In Mali, eleven languages are used as mediums of instruction in primary schools. In Brazil, the use of indigenous languages in primary education is enshrined in the constitution. Canada is officially bilingual under the official Languages Act and the constitution of Canada that require the federal government to deliver services in both official languages. Switzerland has four national languages including German, French, Italian and Romansh. The last one is used by only half a per cent of the total population of the country. Article 5(2) of the Ethiopian constitution says that all Ethiopian languages shall enjoy equal state recognition. In Mexico, a law promulgated in 2003 requires the state to offer all of its services to its indigenous citizens in their mother tongues.
There are 23 official languages in the states and territories of India, including Hindi and English as official languages used in the whole federation. In Sri Lanka, Sinhala and Tamil are official languages and English is referred to as the link language in the constitution. Belgium has three official languages; Dutch, French and German. The Netherlands has four official languages; Dutch, Frisian, Low Saxon and Limburgish.
The only national language of the United Kingdom is English, however there are several regional languages recognised. In Wales, both English and Welsh have equal official status. In Scotland, Gaelic is the official language, commanding equal respect along with English language.
The status of national/official language can be determined on scientific grounds in Pakistan. A national commission can develop scientific criteria to accord such status to any language in the country. For all other languages, Article 251(3) of the constitution amply empowers the provincial governments to promote all languages.
While the federal government had been skirting the issue of national/official languages, provincial governments cannot be exempted from their indifferent attitude by ignoring the aforementioned constitutional stipulation.
Languages of people in the country possess a cherished history of folklore, poetry and treasure trove of literature. Some of these languages such as Bengali and Sindhi were well developed languages with their script, grammar, dictionaries and a rich tradition of literary work.
After Sindh was occupied in 1843, the British rulers annexed it with Bombay. In 1848, governor of the Bombay, Sir George Clerk, ordered to make Sindhi the official language in the province. A circular issued in 1851 made it obligatory for all officers to be posted in Sindh to pass an examination of proficiency in Sindhi. It was declared official language for all official correspondence including education, judiciary and revenue.

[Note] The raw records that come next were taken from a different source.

PR #2012, opened 2025-12-05
Fix splash screen theme not respecting user preference on Android 12+

### LINKED ISSUE #633: [Bug]: Splashscreen theme doesn't change after switching the color theme

300Ech:
## Description
Fixes #633

The splash screen was displaying the system theme instead of respecting the user's saved app theme preference on Android 12+ devices.

## Problem
On Android 12+, the system shows the splash screen before Application.onCreate() finishes. The app saved the theme setting, but UiModeManager wasn’t updated, so the splash screen ignored the user's theme.

## Solution
- Initialize night mode in `NiaApplication.onCreate()` using `runBlocking` to ensure it completes before the splash screen is displayed
- Observe theme preference changes to immediately notify when the user changes the theme, ensuring subsequent cold starts use the correct theme
- Use `UiModeManager.setApplicationNightMode()` on API 31+, fall back to `AppCompatDelegate` on older Android versions
- Add extension functions to UiExtensions.kt

## Why the Observer is Needed
After a theme change, the first cold start shows the wrong splash screen since UiModeManager isn’t updated right away. Watching for changes fixes that instantly.

## Testing
- ✅ Set device to Light mode, app to Dark theme → Splash screen shows dark
- ✅ Set device to Dark mode, app to Light theme → Splash screen shows light  
- ✅ Set app to Follow System → Splash screen matches system theme
- ✅ Tested on Android 16 (API 36) and Android 11 (API 30) devices
- ✅ All existing tests pass

## Checklist
- [x] Code follows the project's coding style
- [x] Changes are backwards compatible (API 21+)
- [x] Tested on multiple Android versions
- [x] References issue #633
- [x] Solution follows existing project patterns (@ApplicationScope, extension functions)

### DIFF
--- a/app/build.gradle.kts
+++ b/app/build.gradle.kts
@@ -99,6 +99,7 @@ dependencies {
     implementation(libs.androidx.compose.runtime.tracing)
     implementation(libs.androidx.core.ktx)
     implementation(libs.androidx.core.splashscreen)
+    implementation(libs.androidx.appcompat)
     implementation(libs.androidx.lifecycle.runtimeCompose)
     implementation(libs.androidx.lifecycle.viewModel.navigation3)
     implementation(libs.androidx.profileinstaller)
--- a/app/src/main/kotlin/com/google/samples/apps/nowinandroid/NiaApplication.kt
+++ b/app/src/main/kotlin/com/google/samples/apps/nowinandroid/NiaApplication.kt
@@ -20,11 +20,17 @@ import android.app.Application
 import android.content.pm.ApplicationInfo
 import android.os.StrictMode
 import android.os.StrictMode.ThreadPolicy.Builder
+import androidx.datastore.core.DataStore
 import coil.ImageLoader
 import coil.ImageLoaderFactory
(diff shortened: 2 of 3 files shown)


seve-andre:
For reference, I implemented and recently updated a similar non-blocking solution (see #1718).
Hopefully one of these approaches can be merged soon.

300Ech:
hi! thanks for pointing that out @seve-andre, appreciate it!

Happy to leave it to the maintainers to decide what fits best, or if both ideas can be combined. Either way, glad to see this getting addressed!

PR #2019, opened 2025-12-10
Replace `extensions.getByType<T>()` with shorthand notation `the<T>()`

SimonMarquis:
docs: https://docs.gradle.org/current/kotlin-dsl/gradle/org.gradle.kotlin.dsl/the.html


liutikas:
I don't agree this is better, this is way harder to read.

PR #8, opened 2021-04-09
Migrate original `auto-changelog.js` script

Gudahtt:
This script has been migrated from the [`metamask-extension` repo](https://github.com/MetaMask/metamask-extension/blob/0dbd678f393ae141d207e35b0132e2ee8cb118e9/development/auto-changelog.js). Functionally it should behave almost identically. The differences are:

* It now gets the current version from [the `npm_package_version` environment variable](https://docs.npmjs.com/cli/v6/using-npm/scripts#packagejson-vars) instead of from the hard-coded path to the MetaMask extension manifest.
* The `CHANGELOG.md` file is now read from the current directory where the script is run, rather than from the hard-coded path to the `CHANGELOG.md` file in this repository.
* The repository URL is taken from the `npm_package_repository_url` environment variable instead of being hard-coded.

These changes can all be seen in `src/cli.js`, which is the equivalent to the top-level script in the `metamask-extension` repo, `auto-changelog.js`.

These things will all be made more configurable in future PRs.

A mostly-empty `CHANGELOG.md` file has been added as well. It doesn't quite work with the `update-changelog` script yet, because it wasn't meant to accommodate packages with no releases. But it was enough to make it not completely blow up.

One silly test has been added to allow CI to pass without removing tests altogether. This will be improved in future PRs.

The package has one exported function, `updateChangelog`, to allow the changelog to be updated programmatically.

### DIFF
--- a/src/cli.js
+++ b/src/cli.js
@@ -1,0 +1,80 @@
+#!/usr/bin/env node
+/* eslint-disable node/no-process-exit */
+
+const fs = require('fs').promises;
+
+const { updateChangelog } = require('./updateChangelog');
+const { unreleased } = require('./constants');
+
+const command = 'yarn update-changelog';
+
+const helpText = `Usage: ${command} [--rc] [-h|--help]
+Update CHANGELOG.md with any changes made since the most recent release.
+
+Options:
+      --rc    Add new changes to the current release header, rather than to the
+                '${unreleased}' section.
+  -h, --help  Display this help and exit.
+
+New commits will be added to the "${unreleased}" section (or to the section for the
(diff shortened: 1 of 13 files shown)


src/cli.js
```diff
@@ -0,0 +1,80 @@
+#!/usr/bin/env node
```
Gudahtt, line 1: To help with review, I created this branch in the extension to demonstrate all of the changes made to this file: https://github.com/MetaMask/metamask-extension/compare/auto-changelog-migration-changes

The other files migrated are all unchanged.

rekmarks (approved):
LGTM! All of the changes relative to the original make sense.

PR #23, opened 2021-04-12
Allow updating changelog when there are no tags

### LINKED ISSUE #13: Allow updating a changelog with no versions
The generated changelog is currently broken if there are no released versions.

Gudahtt:
The changelog can now be updated even when there are no tags. Previously it would break in `updateChangelog` when there was no most recent tag, and if you got past that it would put `vundefined` in the link definition for the "Unreleased" header. Now it is tolerant of there being no tags, and the repo URL is used for the link definition of the "Unreleased" header if there is no release to compare to.

Fixes #13


brad-decker (approved):
LGTM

It was shocking that the status of Sindhi language was downgraded after the country came into being. Sindh was the first province to adopt resolution to join Pakistan and it was denied official status of its language that enjoyed the same status during colonial rule spread over one century. Similarly, languages of other provinces also deserve a respectable status in the country.

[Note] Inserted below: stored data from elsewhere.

PR #26, opened 2021-04-20
Move `update` to sub-command

Gudahtt:
The "update" action has been moved to a sub-command, in preparation for adding more commands in later PRs. Specifying a command has been made mandatory.

The `update-changelog` npm script has been renamed to `changelog`, to reflect that it will soon be used for more than just updates.

PR #28, opened 2021-04-20
Add `validate` command

### LINKED ISSUE #11: Expose API method and CLI command for validating changelog
We should explose a CLI command and an API method for validation the changelog. Currently the changelog is validated before it is updated, but we don't have a command yet to just validate.

Gudahtt:
The validate command will validate the formatting of the changelog. If the `--rc` flag is used, it will also ensure that the current version is included as a release header, and that there are no unreleased changes.

The CLI command displays a rudimentary diff if formatting problems are detected. This can be improved later with colours, and with highlighting within each line to show what has changed. It also doesn't yet highlight whitespace changes.

The validation logic is also exposed via the API as a function called `validateChangelog`. It doesn't include the fancy diff output, but it does throw an error with all of the required information for someone to construct the same output.

Closes #11

### DIFF
--- a/src/cli.js
+++ b/src/cli.js
@@ -7,6 +7,11 @@ const yargs = require('yargs/yargs');
 const { hideBin } = require('yargs/helpers');
 
 const { updateChangelog } = require('./updateChangelog');
+const { generateDiff } = require('./generateDiff');
+const {
+  validateChangelog,
+  ChangelogFormattingError,
+} = require('./validateChangelog');
 const { unreleased } = require('./constants');
 
 const updateEpilog = `New commits will be added to the "${unreleased}" section (or \
@@ -16,6 +21,10 @@ changelog will be ignored.
 
 If the '--rc' flag is used and the section for the current release does not \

Orthodoxy on the status of languages ought to be done away with. The edict to conduct CSS exams only in Urdu and enforcement of Urdu as official language will only intensify the linguistic divide in the federation. Since proficiency in Urdu is limited for many, specially where provincial language is the medium of instruction, candidates will be at comparative disadvantage.
In modern states, linguistic diversity is no more considered as a thorny divisive issue as cultural plurality is gaining wider appreciation. Respecting cultural diversity and plurality can forge a tenable bond among the people of Pakistan.